# What is required
Could you repeat the entries below word for word, leaving nothing out?

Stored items
Issue #73, opened 2021-08-09
Fix goroutine leaks in unit tests


pracucci:
We have some unit tests leaking goroutines. Typically it's not a big deal, considering they're short lived but in some circumstances they could significantly increase the memory allocated by tests.

To give an example, in https://github.com/grafana/mimir/pull/69 we've fixed a goroutines leak in consul in-memory KV store which was accounting for > 1GB when running `pkg/storegateway`.

As a chore activity, would be great to expand the usage of `goleak` in unit tests, to eventually spot more goroutine leaks (see #69).

PR #9211, opened 2024-09-05
Alertmanager: Fix goroutine leak when stored config fails to apply and there is no existing tenant alertmanager

alexweav:
#### What this PR does

When a tenant has bad config in the store and no prior running alertmanager, we start a new one and try to apply the bad config to it. When the apply fails, we forget to shut down the alertmanager we just started.

This means we leak an alertmanager every time we sync that user's config.

There is a check for config correctness earlier on when syncing configs, but it is only a partial check - for example, it does not check templates - so it is easily bypassed (nor should we trust it). This PR fixes the leak directly.

Contrib https://github.com/grafana/mimir/issues/73

#### Checklist

- [x] Tests updated.
- [x] Documentation added.

### DIFF
--- a/pkg/alertmanager/distributor_test.go
+++ b/pkg/alertmanager/distributor_test.go
@@ -30,6 +30,7 @@ import (
 	"github.com/prometheus/client_golang/prometheus"
 	"github.com/stretchr/testify/assert"
 	"github.com/stretchr/testify/require"
+	"go.uber.org/goleak"
 	"google.golang.org/grpc"
 	"google.golang.org/grpc/health/grpc_health_v1"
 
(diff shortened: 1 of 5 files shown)


pkg/alertmanager/distributor_test.go
```diff
@@ -330,6 +336,7 @@ func prepare(t *testing.T, numAM, numHappyAM, replicationFactor int, responseBod
 
 	return d, ams, func() {
 		require.NoError(t, services.StopAndAwaitTerminated(context.Background(), d))
+		require.NoError(t, services.StopAndAwaitTerminated(context.Background(), amRing))
```
alexweav, line 339: Drive-by fix: enabling the leak detector for `TestMultitenantAlertmanager_loadAndSyncConfigs` would fail due to unrelated goroutines leaked by this test. , This test only happens to fall earlier in the test ordering.

santihernandezc (approved):
LGTM 👍

56quarters (approved):
LGTM, thanks!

# Your solution
Issue #73, opened 2021-08-09
Fix goroutine leaks in unit tests


pracucci:
We have some unit tests leaking goroutines. Typically it's not a big deal, considering they're short lived but in some circumstances they could significantly increase the memory allocated by tests.

To give an example, in https://github.com/grafana/mimir/pull/69 we've fixed a goroutines leak in consul in-memory KV store which was accounting for > 1GB when running `pkg/storegateway`.

As a chore activity, would be great to expand the usage of `goleak` in unit tests, to eventually spot more goroutine leaks (see #69).

PR #9211, opened 2024-09-05
Alertmanager: Fix goroutine leak when stored config fails to apply and there is no existing tenant alertmanager

alexweav:
#### What this PR does

When a tenant has bad config in the store and no prior running alertmanager, we start a new one and try to apply the bad config to it. When the apply fails, we forget to shut down the alertmanager we just started.

This means we leak an alertmanager every time we sync that user's config.

There is a check for config correctness earlier on when syncing configs, but it is only a partial check - for example, it does not check templates - so it is easily bypassed (nor should we trust it). This PR fixes the leak directly.

Contrib https://github.com/grafana/mimir/issues/73

#### Checklist

- [x] Tests updated.
- [x] Documentation added.

### DIFF
--- a/pkg/alertmanager/distributor_test.go
+++ b/pkg/alertmanager/distributor_test.go
@@ -30,6 +30,7 @@ import (
 	"github.com/prometheus/client_golang/prometheus"
 	"github.com/stretchr/testify/assert"
 	"github.com/stretchr/testify/require"
+	"go.uber.org/goleak"
 	"google.golang.org/grpc"
 	"google.golang.org/grpc/health/grpc_health_v1"
 
(diff shortened: 1 of 5 files shown)


pkg/alertmanager/distributor_test.go
```diff
@@ -330,6 +336,7 @@ func prepare(t *testing.T, numAM, numHappyAM, replicationFactor int, responseBod
 
 	return d, ams, func() {
 		require.NoError(t, services.StopAndAwaitTerminated(context.Background(), d))
+		require.NoError(t, services.StopAndAwaitTerminated(context.Background(), amRing))
```
alexweav, line 339: Drive-by fix: enabling the leak detector for `TestMultitenantAlertmanager_loadAndSyncConfigs` would fail due to unrelated goroutines leaked by this test. , This test only happens to fall earlier in the test ordering.

santihernandezc (approved):
LGTM 👍

56quarters (approved):
LGTM, thanks!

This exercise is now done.